In our original review of Milan, we had initially discovered that AMD’s newest generation chips had one large glass jaw: the platform’s extremely high idle package power behaviour exceeding 100W. This was a notable regression compared to what we saw on Rome, and we deemed it as a core cause as of why Milan was seeing some performance regressions in certain workloads compared to the predecessor Rome SKUs.

We had communicated our findings and worries to AMD prior to the review publishing, but never root-caused the issue, and never were able to confirm whether this was the intended behaviour of the new Milan chips or not.
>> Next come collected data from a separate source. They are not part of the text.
PR #157, opened 2021-09-05
MGLNetworkConfiguration.sessionDelegate

### LINKED ISSUE #156: MGLNetworkConfiguration.sessionDelegate
It would be nice to be able to set an optional NSURLSessionDelegate to the NSURLSession used to download tiles to handle HTTP Basic Authentication.

For Mapbox GL, I reported this in https://github.com/mapbox/mapbox-gl-native/issues/11888 and I suggested a code change for it, but Mapbox ended up adding MGLNetworkConfiguration.sessionDelegate for this.

halset:
Add MGLNetworkConfiguration.sessionDelegate to configure a custom NSURLSessionDelegate.

Closes #156

### DIFF
--- a/platform/darwin/include/mbgl/interface/native_apple_interface.h
+++ b/platform/darwin/include/mbgl/interface/native_apple_interface.h
@@ -14,6 +14,8 @@ NS_ASSUME_NONNULL_BEGIN
 
 - (NSURLSessionConfiguration *)sessionConfiguration;
 
+- (id<NSURLSessionDelegate>)sessionDelegate;
+
 - (void)startDownloadEvent:(NSString *)event type:(NSString *)type;
 
 - (void)cancelDownloadEventForResponse:(NSURLResponse *)response;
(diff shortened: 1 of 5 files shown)


petr-pokorny-1:
I believe this can be done outside of the SDK using NSURLSessionConfiguration.

rudolfkopriva:
You can do it outside SDK like this (Swift variant):
1. Create class which implements URLProtocol and URLSessionDataDelegate
2. Register it using the URLProtocol.registerClass
3. Create URLSessionConfiguration and insert your URLProtocol using protocolClasses.insert
4. Assign the sessionConfiguration to MGLNetworkConfiguration.sharedManager.sessionConfiguration

A good example of custom URLProtocol can be found in [Alamofire](https://github.com/cpDave/Dairy/blob/004020926318f3dc2ce9c7bf4c3781028fdb4ed1/Carthage/Checkouts/Alamofire/Tests/URLProtocolTests.swift)

halset:
@rudolfkopriva , would that require a custom url scheme or can it be normal http and https?

rudolfkopriva:
@halset normal http or https

halset:
@rudolfkopriva , thanks. That work fine!

nvanfleet:
Does it make sense that this only seems to affect tile loading? I see no calls within canInit for my style downloads.

rudolfkopriva:
@nvanfleet For me it is called for style URL as well

nvanfleet:
> @nvanfleet For me it is called for style URL as well

Thanks for the answer. I did get it working. It just seems like there is some kind of internal caching that makes it behave in a way I didn't expect. Also when I take over the networking and say caching is not allowed I notice it re-downloads the style every few seconds.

We theorized that it was a side-effect of the new sIOD which had the infinity fabric running at a higher frequency, which this generation runs in 1:1 mode with the memory controller clocks.

To our surprise, when setting up the new GIGABYTE system, we found out that this behaviour of extremely high idle power was not being exhibited on the new test platform.

Indeed, instead of the 100W idle figures as we had tested on the Daytona system, we’re now seeing figures that are pretty much in line with AMD’s Rome system, at around 65-72W. The biggest discrepancy was found in the 75F3 part, which now idles 39W less than on the Daytona system.

A more detailed power analysis of the EPYC 7763 during our SPEC2017 runs confirms the change in the power behaviour. Although the total average package power hasn’t changed much between the systems, in the integer suite now 5W higher at 265W vs 260W, and in the FP suite now 5W lower at 235W vs 240W, what more significantly changes is the core power allocation which is now much higher on the GIGABYTE system.

In core-bound workloads with little memory pressure, such as 541.leela_r, the core power of the EPYC 7763 went up from 148W to 199W, a +51W increase or +34%. Naturally because of this core power increase, there’s also a corresponding large performance increase of +13.3%.

The behaviour change doesn’t apply to every workload, memory-heavy workloads such as 519.lbm don’t see much of a change in power behaviour, and only showcase a small performance boost.

Reviewing the performance differences between the original Daytona system tested figures and the new GIGABYTE motherboard test-runs, we’re seeing some significant performance boosts across the board, with many 10-13% increases in compute bound and core-power bound workloads.

These figures are significant enough that they do change the overall verdict of those SKUs, and they also change the tone of our final review verdict on Milan, as evidently the one weakness the new generation had was actually not a design mishap, but actually was an issue with the Daytona system. It explains a lot of the more lacklustre performance increases of Milan vs Rome, and we’re happy that this was ultimately not an issue for production-grade platforms.

As a note, because we also have the 4-chiplet EPYC 7443 and EPYC 7343 SKUs in-house now, we also measured the platform idle power of those units, which came in at 50 and 52W. This is actually quite a bit below the 65-75W of the 8-chiplet 7763, 75F3 and 72F3 parts, which indicates that this power behaviour isn’t solely internal to the sIOD chiplet, but actually part of the sIOD and CCD interfaces, or as well the CCD L3 cache power.